Task to carry out: Each line holding the word "that" must appear in the answer, copied from the entries.
________________
PR #144, opened 2020-12-03
Add script to check memory quota and usage for a single org

mheadd:
- Add script to check the org memory quota and current usage for a single org.
- Useful when fielding requests to increase or decrease memory quotas for an org.

## security considerations
None

### DIFF
--- a/audit/get-org-mem-usage.sh
+++ b/audit/get-org-mem-usage.sh
@@ -28,10 +28,10 @@ fi
 org=$(cf curl v3/organizations/?names=$1)
 
 # Get the guid for the organization
-guid=$(echo $org | jq '.resources[] | .guid' | sed 's/\"//g')
+guid=$(echo $org | jq -j '.resources[] | .guid')
 
 # Get the quota for the organization.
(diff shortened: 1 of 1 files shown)


mheadd:
I use this script a lot when we get requests to increase or decrease memory quotas. Way faster than logging into Stratos. Thought it might be helpful for others.

audit/get-org-mem-usage.sh
```diff
@@ -0,0 +1,48 @@
...
+  then
+    echo "You must supply an org name"
+    exit 1
+fi
+
+# Get organization details
+org=$(cf curl v3/organizations/?names=$1)
+
+# Get the guid for the organization
+guid=$(echo $org | jq '.resources[] | .guid' | sed 's/\"//g')
```
apburnes, line 31: You can use the `-j` flag with jq to remove the quotes

apburnes (approved):
Looks good! Added a comment about using a flag so you don't have to clean up the quotes with `sed 's/\"//g'`

audit/get-org-mem-usage.sh
mheadd: Good call, @apburnes. Change made.

PR #145, opened 2020-12-16
Script to empty an S3 bucket

ccostino:
This changeset introduces a new script to help empty the contents of an S3 bucket so that the service can be deleted.

h/t @apburnes for the idea!

## Changes proposed in this pull request
- New shell script to help empty an S3 bucket

## Security considerations
This can be run by users of the platform, but it will only work if they have permissions in the org and space to create service keys; in other words, this script doesn't do anything extra that a normal user or operator could do on their own by typing the commands in manually.

### DIFF
--- a/empty-s3-bucket.sh
+++ b/empty-s3-bucket.sh
@@ -20,7 +20,7 @@ fi
 
 # Create a service key and retrieve the credentials from it to use with awscli.
 SERVICE_INSTANCE_NAME="$1"
-KEY_NAME="$SERVICE_INSTANCE_NAME-key"
+KEY_NAME="cg-operator-empty-s3-bucket-key"
 
 # If the service key already exists, the cf CLI will ignore it and carry on
 # without an error.
--- a/empty-s3-bucket.sh
+++ b/empty-s3-bucket.sh
@@ -21,6 +21,9 @@ fi
 # Create a service key and retrieve the credentials from it to use with awscli.
 SERVICE_INSTANCE_NAME="$1"
 KEY_NAME="$SERVICE_INSTANCE_NAME-key"
+
+# If the service key already exists, the cf CLI will ignore it and carry on
+# without an error.
 cf create-service-key $SERVICE_INSTANCE_NAME $KEY_NAME
 S3_CREDENTIALS=$(cf service-key $SERVICE_INSTANCE_NAME $KEY_NAME | tail -n +2)
 
@@ -31,3 +34,6 @@ export AWS_DEFAULT_REGION=$(echo $S3_CREDENTIALS | jq -r '.region')
 
 # Empty the bucket.
 aws s3 rm -r * s3://$BUCKET_NAME
+
+# Remove the service key.
+cf delete-service-key $SERVICE_INSTANCE_NAME $KEY_NAME -f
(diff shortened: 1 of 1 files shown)


apburnes (approved):

apburnes:
Looks good to me!!!

empty-s3-bucket.sh
```diff
@@ -0,0 +1,33 @@
...
+  echo "Usage:"
+  echo "   ./empty-s3-bucket.sh <service instance name>"
+  echo
+
+  exit 1
+fi
+
+# Create a service key and retrieve the credentials from it to use with awscli.
+SERVICE_INSTANCE_NAME="$1"
+KEY_NAME="$SERVICE_INSTANCE_NAME-key"
```
spgreenberg, line 23: The key name could conflict with an existing key. Not sure this matters.

empty-s3-bucket.sh
```diff
@@ -0,0 +1,33 @@
...
+cf create-service-key $SERVICE_INSTANCE_NAME $KEY_NAME
+S3_CREDENTIALS=$(cf service-key $SERVICE_INSTANCE_NAME $KEY_NAME | tail -n +2)
+
+export AWS_ACCESS_KEY_ID=$(echo $S3_CREDENTIALS | jq -r '.access_key_id')
+export AWS_SECRET_ACCESS_KEY=$(echo $S3_CREDENTIALS | jq -r '.secret_access_key')
+export BUCKET_NAME=$(echo $S3_CREDENTIALS | jq -r '.bucket')
+export AWS_DEFAULT_REGION=$(echo $S3_CREDENTIALS | jq -r '.region')
+
+# Empty the bucket.
+aws s3 rm -r * s3://$BUCKET_NAME
```
spgreenberg, line 33: I believe this should delete the service key created on line 24

empty-s3-bucket.sh
ccostino: Good thing to call out!  I tested this and the `cf` CLI just carries on with a message saying it's already there, but still returns an `OK` - it does not cause an issue.

empty-s3-bucket.sh
ccostino: Fair enough!  I will add that in, thanks @spgreenberg!

empty-s3-bucket.sh
ccostino: I added a comment to call this out directly.

empty-s3-bucket.sh
ccostino: Added this as a final step.

empty-s3-bucket.sh
```diff
@@ -0,0 +1,39 @@
...
+
+# Remove the service key.
+cf delete-service-key $SERVICE_INSTANCE_NAME $KEY_NAME -f
```
spgreenberg, line 39: If you are going to ignore and use an existing key, line 25, you probably shouldn't actually delete it.

spgreenberg: You could give it some quite unique name like "cg-operators-bucket-cleaner" or similar. It would reduce the likelihood of a collision. Given keys are for an instance, you don't need to use the $SERVICE_INSTANCE_NAME if you don't want to.

ccostino: Addressed, thank you!

PR #146, opened 2020-12-16
Fix awscli s3 rm command

ccostino:
This changeset fixes the aws s3 rm command in the empty S3 bucket script.

- Fixed the AWS CLI command for S3
- Adds a note about buckets with a large amount of objects

## Security considerations
None; command fix


spgreenberg (approved):
looks good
________________
Exercise solution:
This changeset introduces a new script to help empty the contents of an S3 bucket so that the service can be deleted.
This can be run by users of the platform, but it will only work if they have permissions in the org and space to create service keys; in other words, this script doesn't do anything extra that a normal user or operator could do on their own by typing the commands in manually.
ccostino: Fair enough!  I will add that in, thanks @spgreenberg!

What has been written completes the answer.